**** Working data ****
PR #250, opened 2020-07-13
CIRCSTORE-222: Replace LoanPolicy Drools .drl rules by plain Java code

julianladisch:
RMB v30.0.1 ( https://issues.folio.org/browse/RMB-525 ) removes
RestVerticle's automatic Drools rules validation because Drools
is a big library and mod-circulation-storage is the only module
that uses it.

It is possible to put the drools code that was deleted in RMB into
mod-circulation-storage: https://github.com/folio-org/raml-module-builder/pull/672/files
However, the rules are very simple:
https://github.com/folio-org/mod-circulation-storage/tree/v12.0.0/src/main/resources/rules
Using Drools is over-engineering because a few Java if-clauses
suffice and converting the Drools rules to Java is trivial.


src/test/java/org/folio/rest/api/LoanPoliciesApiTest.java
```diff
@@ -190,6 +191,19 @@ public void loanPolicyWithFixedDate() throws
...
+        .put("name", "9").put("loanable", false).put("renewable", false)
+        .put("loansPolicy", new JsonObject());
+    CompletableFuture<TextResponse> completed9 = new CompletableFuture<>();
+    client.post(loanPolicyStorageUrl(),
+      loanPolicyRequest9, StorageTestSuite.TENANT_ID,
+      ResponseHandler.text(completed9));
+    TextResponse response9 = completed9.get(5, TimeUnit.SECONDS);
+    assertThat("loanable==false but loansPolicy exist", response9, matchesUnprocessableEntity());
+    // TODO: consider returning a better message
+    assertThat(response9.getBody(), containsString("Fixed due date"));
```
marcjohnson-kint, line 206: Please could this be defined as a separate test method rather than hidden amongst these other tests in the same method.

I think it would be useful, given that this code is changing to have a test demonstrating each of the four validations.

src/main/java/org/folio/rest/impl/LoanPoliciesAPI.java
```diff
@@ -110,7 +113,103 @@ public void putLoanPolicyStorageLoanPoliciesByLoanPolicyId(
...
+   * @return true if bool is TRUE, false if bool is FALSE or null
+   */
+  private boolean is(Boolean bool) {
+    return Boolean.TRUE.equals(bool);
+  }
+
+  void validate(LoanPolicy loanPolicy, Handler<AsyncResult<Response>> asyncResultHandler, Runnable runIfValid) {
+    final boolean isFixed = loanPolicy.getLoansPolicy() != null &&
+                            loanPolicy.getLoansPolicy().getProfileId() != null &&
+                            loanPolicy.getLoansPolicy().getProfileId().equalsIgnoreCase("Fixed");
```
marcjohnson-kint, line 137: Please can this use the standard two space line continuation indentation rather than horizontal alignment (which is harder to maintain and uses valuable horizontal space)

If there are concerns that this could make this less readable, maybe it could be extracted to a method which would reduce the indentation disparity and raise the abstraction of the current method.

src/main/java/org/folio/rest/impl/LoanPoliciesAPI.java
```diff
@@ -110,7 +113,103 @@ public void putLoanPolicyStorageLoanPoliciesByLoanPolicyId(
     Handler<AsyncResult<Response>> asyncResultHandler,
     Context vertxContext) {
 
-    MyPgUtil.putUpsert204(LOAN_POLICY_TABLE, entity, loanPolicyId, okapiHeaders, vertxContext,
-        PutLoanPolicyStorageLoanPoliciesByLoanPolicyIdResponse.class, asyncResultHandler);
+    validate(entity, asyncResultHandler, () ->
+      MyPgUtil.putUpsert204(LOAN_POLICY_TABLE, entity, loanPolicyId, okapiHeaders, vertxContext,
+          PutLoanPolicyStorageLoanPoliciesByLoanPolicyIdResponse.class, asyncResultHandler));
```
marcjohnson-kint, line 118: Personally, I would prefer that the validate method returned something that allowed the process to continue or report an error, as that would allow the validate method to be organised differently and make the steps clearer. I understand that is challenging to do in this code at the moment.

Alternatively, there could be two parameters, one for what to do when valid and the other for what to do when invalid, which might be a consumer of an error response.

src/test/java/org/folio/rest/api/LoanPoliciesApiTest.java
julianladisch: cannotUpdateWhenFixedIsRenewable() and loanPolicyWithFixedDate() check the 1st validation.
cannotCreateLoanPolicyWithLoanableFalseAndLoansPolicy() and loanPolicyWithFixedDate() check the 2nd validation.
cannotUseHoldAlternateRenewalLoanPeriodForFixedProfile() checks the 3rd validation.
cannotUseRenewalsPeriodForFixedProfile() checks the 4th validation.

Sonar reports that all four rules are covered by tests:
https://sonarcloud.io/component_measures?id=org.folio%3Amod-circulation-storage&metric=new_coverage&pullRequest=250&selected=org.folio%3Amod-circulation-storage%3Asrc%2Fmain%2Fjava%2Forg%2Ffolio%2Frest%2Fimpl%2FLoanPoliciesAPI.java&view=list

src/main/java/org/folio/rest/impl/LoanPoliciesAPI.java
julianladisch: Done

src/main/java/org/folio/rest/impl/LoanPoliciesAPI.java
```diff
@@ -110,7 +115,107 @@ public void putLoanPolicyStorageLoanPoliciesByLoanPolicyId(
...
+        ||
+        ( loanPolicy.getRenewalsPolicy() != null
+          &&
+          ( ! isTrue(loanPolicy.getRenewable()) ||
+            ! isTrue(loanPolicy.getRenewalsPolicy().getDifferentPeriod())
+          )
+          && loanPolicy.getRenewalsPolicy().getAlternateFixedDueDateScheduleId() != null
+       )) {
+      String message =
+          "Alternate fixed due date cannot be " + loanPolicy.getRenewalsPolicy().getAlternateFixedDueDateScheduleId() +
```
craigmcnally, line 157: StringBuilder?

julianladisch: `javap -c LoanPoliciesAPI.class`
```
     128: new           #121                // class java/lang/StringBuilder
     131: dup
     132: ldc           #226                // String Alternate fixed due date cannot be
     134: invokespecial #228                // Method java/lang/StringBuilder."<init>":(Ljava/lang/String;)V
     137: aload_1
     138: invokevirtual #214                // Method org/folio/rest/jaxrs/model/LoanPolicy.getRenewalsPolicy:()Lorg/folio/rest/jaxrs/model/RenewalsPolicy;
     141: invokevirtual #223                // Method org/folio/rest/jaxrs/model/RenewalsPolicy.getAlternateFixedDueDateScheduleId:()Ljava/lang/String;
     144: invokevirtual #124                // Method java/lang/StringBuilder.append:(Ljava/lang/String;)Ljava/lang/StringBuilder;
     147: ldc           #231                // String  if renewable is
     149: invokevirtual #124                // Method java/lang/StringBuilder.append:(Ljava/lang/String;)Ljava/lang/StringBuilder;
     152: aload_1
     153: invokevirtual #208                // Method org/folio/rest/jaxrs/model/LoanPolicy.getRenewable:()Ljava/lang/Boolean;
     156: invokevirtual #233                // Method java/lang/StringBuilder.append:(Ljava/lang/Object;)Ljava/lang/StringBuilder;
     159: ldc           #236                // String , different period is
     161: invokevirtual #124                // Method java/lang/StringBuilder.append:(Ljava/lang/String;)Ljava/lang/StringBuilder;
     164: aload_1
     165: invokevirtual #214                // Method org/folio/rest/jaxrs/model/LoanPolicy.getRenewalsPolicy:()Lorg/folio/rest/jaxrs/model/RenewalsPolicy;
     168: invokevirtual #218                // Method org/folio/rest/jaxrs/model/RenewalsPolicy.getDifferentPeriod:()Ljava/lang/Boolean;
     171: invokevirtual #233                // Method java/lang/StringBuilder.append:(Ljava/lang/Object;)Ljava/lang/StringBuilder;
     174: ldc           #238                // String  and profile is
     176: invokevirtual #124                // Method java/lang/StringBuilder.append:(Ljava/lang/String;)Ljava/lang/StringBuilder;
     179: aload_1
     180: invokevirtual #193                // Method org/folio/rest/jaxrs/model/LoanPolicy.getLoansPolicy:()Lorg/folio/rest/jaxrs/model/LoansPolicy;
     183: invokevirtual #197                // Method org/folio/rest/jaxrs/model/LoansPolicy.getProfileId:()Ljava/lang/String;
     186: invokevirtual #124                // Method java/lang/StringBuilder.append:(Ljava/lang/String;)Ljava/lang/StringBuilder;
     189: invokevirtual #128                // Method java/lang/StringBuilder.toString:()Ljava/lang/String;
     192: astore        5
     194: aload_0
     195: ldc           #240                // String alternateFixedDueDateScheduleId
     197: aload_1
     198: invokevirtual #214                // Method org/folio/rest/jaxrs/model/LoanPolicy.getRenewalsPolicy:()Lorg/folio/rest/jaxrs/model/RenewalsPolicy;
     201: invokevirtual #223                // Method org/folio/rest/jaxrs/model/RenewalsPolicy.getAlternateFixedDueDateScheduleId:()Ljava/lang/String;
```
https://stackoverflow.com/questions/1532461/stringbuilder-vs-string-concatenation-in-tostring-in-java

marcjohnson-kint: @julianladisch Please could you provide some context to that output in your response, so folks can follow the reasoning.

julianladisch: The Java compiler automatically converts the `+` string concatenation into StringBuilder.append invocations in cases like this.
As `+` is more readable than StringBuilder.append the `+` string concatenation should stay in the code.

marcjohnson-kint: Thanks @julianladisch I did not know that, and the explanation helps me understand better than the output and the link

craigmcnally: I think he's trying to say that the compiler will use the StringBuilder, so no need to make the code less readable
****
Task requirements. In the data above, find each line that uses the string "checks". Copy it.

Completed exercise.
cannotUseHoldAlternateRenewalLoanPeriodForFixedProfile() checks the 3rd validation.
cannotUseRenewalsPeriodForFixedProfile() checks the 4th validation.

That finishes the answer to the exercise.